Your assignment: Stop at the line containing "reflect forwarding semantics.": every line of the listing from the first up to that one must be set down exactly.

Working data:
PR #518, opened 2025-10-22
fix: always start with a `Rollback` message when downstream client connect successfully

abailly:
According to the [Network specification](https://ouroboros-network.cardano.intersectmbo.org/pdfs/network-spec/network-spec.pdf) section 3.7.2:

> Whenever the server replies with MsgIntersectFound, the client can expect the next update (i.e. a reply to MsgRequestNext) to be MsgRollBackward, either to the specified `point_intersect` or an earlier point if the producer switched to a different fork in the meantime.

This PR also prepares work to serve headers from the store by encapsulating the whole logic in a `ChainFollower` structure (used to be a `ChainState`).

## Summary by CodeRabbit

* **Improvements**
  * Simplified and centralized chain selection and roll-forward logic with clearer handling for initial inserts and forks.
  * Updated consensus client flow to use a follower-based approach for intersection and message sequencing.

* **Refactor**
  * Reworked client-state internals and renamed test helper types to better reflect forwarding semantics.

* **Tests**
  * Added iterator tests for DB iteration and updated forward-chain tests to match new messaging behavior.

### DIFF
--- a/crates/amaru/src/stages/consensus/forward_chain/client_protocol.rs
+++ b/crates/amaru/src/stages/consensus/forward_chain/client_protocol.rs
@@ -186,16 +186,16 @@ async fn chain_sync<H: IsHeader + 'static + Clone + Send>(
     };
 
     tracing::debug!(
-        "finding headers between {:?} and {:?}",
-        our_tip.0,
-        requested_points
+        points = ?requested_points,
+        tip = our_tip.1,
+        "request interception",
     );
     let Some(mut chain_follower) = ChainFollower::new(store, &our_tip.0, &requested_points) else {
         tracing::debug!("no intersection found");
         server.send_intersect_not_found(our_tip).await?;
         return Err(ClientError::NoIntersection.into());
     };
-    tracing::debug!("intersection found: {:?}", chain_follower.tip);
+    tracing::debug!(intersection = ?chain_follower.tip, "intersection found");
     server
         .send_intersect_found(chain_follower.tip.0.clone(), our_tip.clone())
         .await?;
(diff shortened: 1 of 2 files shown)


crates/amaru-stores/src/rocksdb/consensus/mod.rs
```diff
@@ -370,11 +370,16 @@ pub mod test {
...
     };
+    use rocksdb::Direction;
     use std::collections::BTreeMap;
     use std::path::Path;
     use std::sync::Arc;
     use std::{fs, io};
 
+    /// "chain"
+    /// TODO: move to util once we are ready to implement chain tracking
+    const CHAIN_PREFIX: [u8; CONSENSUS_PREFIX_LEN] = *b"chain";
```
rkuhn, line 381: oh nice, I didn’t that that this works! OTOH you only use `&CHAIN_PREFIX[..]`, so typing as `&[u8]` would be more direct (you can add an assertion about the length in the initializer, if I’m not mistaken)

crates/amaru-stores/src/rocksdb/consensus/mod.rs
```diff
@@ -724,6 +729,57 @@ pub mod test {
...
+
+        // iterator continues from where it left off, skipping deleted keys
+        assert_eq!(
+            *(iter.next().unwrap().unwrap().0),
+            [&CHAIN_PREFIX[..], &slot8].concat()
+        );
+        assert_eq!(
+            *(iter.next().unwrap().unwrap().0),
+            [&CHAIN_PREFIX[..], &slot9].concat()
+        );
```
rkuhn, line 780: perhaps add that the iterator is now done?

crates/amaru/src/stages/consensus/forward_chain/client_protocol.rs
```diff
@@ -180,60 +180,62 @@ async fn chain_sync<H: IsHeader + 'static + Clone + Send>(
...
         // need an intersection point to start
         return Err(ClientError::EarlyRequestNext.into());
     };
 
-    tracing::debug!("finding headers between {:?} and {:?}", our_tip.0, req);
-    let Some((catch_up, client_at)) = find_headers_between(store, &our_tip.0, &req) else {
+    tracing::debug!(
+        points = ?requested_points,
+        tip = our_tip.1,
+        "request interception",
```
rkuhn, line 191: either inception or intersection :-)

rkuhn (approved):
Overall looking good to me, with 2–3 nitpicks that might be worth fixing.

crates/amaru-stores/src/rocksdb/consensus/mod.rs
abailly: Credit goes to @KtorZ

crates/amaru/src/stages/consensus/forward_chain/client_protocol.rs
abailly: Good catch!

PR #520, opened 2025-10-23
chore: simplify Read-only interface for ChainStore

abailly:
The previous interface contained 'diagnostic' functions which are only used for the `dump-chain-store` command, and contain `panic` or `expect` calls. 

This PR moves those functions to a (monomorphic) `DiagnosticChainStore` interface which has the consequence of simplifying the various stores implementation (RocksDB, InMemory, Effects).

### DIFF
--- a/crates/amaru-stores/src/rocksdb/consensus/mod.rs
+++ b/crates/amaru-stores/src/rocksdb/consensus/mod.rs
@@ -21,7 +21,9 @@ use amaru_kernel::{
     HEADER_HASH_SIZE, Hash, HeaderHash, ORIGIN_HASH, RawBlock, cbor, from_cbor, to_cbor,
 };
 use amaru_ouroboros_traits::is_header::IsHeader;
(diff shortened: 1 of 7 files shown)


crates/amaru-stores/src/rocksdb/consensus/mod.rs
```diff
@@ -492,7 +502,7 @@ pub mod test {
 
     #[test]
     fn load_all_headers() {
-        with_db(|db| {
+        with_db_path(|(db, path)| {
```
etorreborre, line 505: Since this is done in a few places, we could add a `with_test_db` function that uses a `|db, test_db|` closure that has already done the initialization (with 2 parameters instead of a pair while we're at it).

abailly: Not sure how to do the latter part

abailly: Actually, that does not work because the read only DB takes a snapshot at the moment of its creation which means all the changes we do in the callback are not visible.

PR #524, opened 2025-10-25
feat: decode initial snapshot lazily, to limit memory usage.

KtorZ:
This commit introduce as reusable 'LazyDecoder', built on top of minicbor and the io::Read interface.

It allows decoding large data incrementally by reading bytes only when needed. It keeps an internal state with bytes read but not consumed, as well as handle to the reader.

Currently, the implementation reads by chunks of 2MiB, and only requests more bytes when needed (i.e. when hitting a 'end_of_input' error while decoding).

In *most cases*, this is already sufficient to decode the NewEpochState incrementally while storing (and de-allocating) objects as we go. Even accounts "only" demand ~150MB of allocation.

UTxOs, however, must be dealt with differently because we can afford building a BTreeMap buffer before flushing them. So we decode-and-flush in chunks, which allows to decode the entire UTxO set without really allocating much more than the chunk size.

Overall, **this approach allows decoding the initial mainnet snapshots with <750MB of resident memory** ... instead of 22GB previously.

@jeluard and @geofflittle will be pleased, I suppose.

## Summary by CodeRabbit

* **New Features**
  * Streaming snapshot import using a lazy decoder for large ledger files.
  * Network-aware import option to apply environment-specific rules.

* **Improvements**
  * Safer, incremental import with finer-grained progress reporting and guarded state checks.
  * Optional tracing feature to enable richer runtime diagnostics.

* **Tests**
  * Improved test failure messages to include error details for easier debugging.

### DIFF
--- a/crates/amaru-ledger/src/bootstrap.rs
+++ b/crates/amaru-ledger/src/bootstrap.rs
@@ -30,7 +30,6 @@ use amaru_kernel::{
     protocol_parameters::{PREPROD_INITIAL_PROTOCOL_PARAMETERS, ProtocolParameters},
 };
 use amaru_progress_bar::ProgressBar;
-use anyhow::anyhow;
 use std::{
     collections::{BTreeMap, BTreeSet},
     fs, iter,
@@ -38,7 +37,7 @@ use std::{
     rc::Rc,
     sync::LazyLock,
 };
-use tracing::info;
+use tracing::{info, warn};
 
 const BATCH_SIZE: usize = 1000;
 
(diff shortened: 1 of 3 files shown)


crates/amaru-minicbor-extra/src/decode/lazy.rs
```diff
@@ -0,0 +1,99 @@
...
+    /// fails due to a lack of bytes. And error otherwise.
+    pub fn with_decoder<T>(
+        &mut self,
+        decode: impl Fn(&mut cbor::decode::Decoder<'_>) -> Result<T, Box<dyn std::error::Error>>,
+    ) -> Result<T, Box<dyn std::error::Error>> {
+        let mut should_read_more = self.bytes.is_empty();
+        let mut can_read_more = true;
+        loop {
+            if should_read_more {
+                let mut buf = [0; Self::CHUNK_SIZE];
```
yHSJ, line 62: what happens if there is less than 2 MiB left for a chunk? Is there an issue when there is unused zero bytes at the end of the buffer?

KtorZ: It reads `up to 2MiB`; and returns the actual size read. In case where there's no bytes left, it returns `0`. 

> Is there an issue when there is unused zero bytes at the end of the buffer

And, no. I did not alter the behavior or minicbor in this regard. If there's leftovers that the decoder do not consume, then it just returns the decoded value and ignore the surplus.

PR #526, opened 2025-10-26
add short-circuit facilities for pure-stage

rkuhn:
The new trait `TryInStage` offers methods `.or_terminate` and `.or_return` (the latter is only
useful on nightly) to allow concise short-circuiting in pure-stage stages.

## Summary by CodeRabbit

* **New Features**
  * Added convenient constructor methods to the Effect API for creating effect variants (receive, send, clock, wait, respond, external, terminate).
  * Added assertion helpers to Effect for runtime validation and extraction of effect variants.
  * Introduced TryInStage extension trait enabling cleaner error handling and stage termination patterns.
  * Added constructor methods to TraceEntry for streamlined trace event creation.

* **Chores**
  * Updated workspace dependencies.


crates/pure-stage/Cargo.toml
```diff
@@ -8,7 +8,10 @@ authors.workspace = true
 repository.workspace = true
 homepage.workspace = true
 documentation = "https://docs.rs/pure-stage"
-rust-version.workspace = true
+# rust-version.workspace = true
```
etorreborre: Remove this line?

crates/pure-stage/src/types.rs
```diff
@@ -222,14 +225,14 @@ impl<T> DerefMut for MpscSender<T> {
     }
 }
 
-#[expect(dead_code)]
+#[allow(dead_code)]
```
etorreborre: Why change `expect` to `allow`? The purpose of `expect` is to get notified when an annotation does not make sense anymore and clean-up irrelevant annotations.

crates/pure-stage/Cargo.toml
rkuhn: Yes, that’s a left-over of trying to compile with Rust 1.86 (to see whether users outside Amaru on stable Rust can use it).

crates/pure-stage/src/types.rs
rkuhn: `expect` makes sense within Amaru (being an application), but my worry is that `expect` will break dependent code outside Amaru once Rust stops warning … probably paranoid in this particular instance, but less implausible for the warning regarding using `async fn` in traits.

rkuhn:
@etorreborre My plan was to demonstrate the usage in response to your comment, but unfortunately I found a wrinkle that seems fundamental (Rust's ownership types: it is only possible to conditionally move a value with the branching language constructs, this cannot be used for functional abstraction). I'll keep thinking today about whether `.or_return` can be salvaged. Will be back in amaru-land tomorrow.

Result of the task:
PR #518, opened 2025-10-22
fix: always start with a `Rollback` message when downstream client connect successfully

abailly:
According to the [Network specification](https://ouroboros-network.cardano.intersectmbo.org/pdfs/network-spec/network-spec.pdf) section 3.7.2:

> Whenever the server replies with MsgIntersectFound, the client can expect the next update (i.e. a reply to MsgRequestNext) to be MsgRollBackward, either to the specified `point_intersect` or an earlier point if the producer switched to a different fork in the meantime.

This PR also prepares work to serve headers from the store by encapsulating the whole logic in a `ChainFollower` structure (used to be a `ChainState`).

## Summary by CodeRabbit

* **Improvements**
  * Simplified and centralized chain selection and roll-forward logic with clearer handling for initial inserts and forks.
  * Updated consensus client flow to use a follower-based approach for intersection and message sequencing.

* **Refactor**
  * Reworked client-state internals and renamed test helper types to better reflect forwarding semantics.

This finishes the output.